What Are the Precautions for Taking Naldemedine (Symproic)?
Contraindications Related to Gastrointestinal Obstruction
Naldemedine is absolutely contraindicated in patients with known or suspected gastrointestinal obstruction.
Such patients include, but are not limited to, individuals with intestinal tumors, a history of previous gastrointestinal surgery, diverticulitis, and other related conditions.

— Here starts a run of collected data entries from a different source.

PR #3837, opened 2026-01-28
source-iterable-native: convert `list_users` from a snapshot to a backfill only stream

Alex-Bair:
**Description:**

The `list_users` stream was causing OOMs and blocking graceful shutdowns because snapshotting all lists' users could take hours due to API limitations (5 req/min rate limit, responses taking 80+ minutes for large lists, no pagination).

This PR converts `list_users` to use periodic backfill, fetching a single list's users per `fetch_page` invocation. This makes the connector more responsive during graceful shutdowns, and the connector can make incremental progress while backfilling `list_users`. In order to capture new and updated `list_users`, a backfill schedule is used; by default, a backfill will be kicked off at most once a day.

The discover snapshot change is expected - the primary key for `list_users` is changing. All production captures will have to perform data flow resets for `list_users` due to the key change. This only applies to one capture, so I'll do that myself after merging this change.

The spec snapshot change is also expected due to the addition of the `schedule` field to the resource config.

**Workflow steps:**

The connector's documentation should be updated to reflect the new `schedule` resource config field and explain how it's used to capture new and updated `list_users`.

**Notes for reviewers:**

Tested on a local stack. I confirmed a single list's users is captured per `fetch_page` invocation, and the connector is able to make progress on a sweep of all lists' users across capture restarts.

### DIFF
--- a/source-iterable-native/README.md
+++ b/source-iterable-native/README.md
@@ -26,6 +26,11 @@ Some endpoints have different rate limits that aren't (currently) managed by the
 
 The connector manually sleeps between requests to these endpoints to avoid hitting rate limits.
 
+
+### `/lists/getUsers` challenges
+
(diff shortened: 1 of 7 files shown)


nicolaslazo (approved):
LGTM 👍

The medication promotes intestinal peristalsis by antagonizing opioid receptors, which may increase the risk of gastrointestinal perforation in the presence of obstruction.
Special attention must be paid to patients with the following conditions: those who have undergone gastrointestinal surgery, have Crohn's disease, or have received chemotherapy or radiotherapy.
Contraindications for Allergic Reactions
Patients with a history of allergy to the components of naldemedine are prohibited from using this medication.
Clinically observed allergic reactions include manifestations such as bronchospasm and skin rashes.
Before administration, doctors should inquire in detail about the patient's history of drug allergies, especially allergies to opioid antagonists.
Precautions for Pregnant Women Taking Medication
Currently, there is insufficient data on the use of naldemedine in pregnant women to assess the risks of drug-related major birth defects and miscarriage.
Naldemedine can cross the placental barrier. Since the fetal blood-brain barrier is not yet fully developed, it may cause opioid withdrawal symptoms in the fetus.
When naldemedine is used in pregnant women, the potential benefits and possible risks must be strictly weighed.
Medication Guidance for Lactating Patients
Considering the potential for serious adverse reactions (including opioid withdrawal symptoms) in breastfed infants, a decision should be made to either discontinue breastfeeding or discontinue the medication, while taking into account the importance of the medication to the mother.
If the medication is discontinued to minimize drug exposure to the breastfed infant, it is recommended to resume breastfeeding 3 days after the last dose of naldemedine.
Treatment Monitoring for Naldemedine (Symproic)
Monitoring of Gastrointestinal Symptoms
Patients must be closely monitored for the occurrence of severe, persistent, or worsening abdominal pain, as this may be a precursor to gastrointestinal perforation.
Once such symptoms occur, the medication should be stopped immediately and emergency medical assistance sought.
Monitoring of Opioid Withdrawal Symptoms
Autonomic nervous system symptoms: Excessive sweating, chills, hot flashes/flushing, fever, feeling cold, elevated body temperature.
Gastrointestinal symptoms: Abdominal pain, diarrhea, nausea, vomiting.
Other symptoms: Sneezing, increased tearing, anxiety, restlessness, yawning, runny nose, etc.
Patients with impaired blood-brain barrier (e.g., due to central nervous system injury, inflammation, or other disease states) may face a higher risk of opioid withdrawal or reduced analgesic effect. When using naldemedine in such patients, the overall risk-benefit profile needs to be carefully evaluated.
Enhanced Monitoring for Special Populations
For pregnant women, in addition to routine monitoring, attention should also be paid to potential fetal withdrawal symptoms.
For patients with hepatic impairment, even those with mild to moderate impairment, more frequent liver function tests and assessment of adverse reactions are recommended.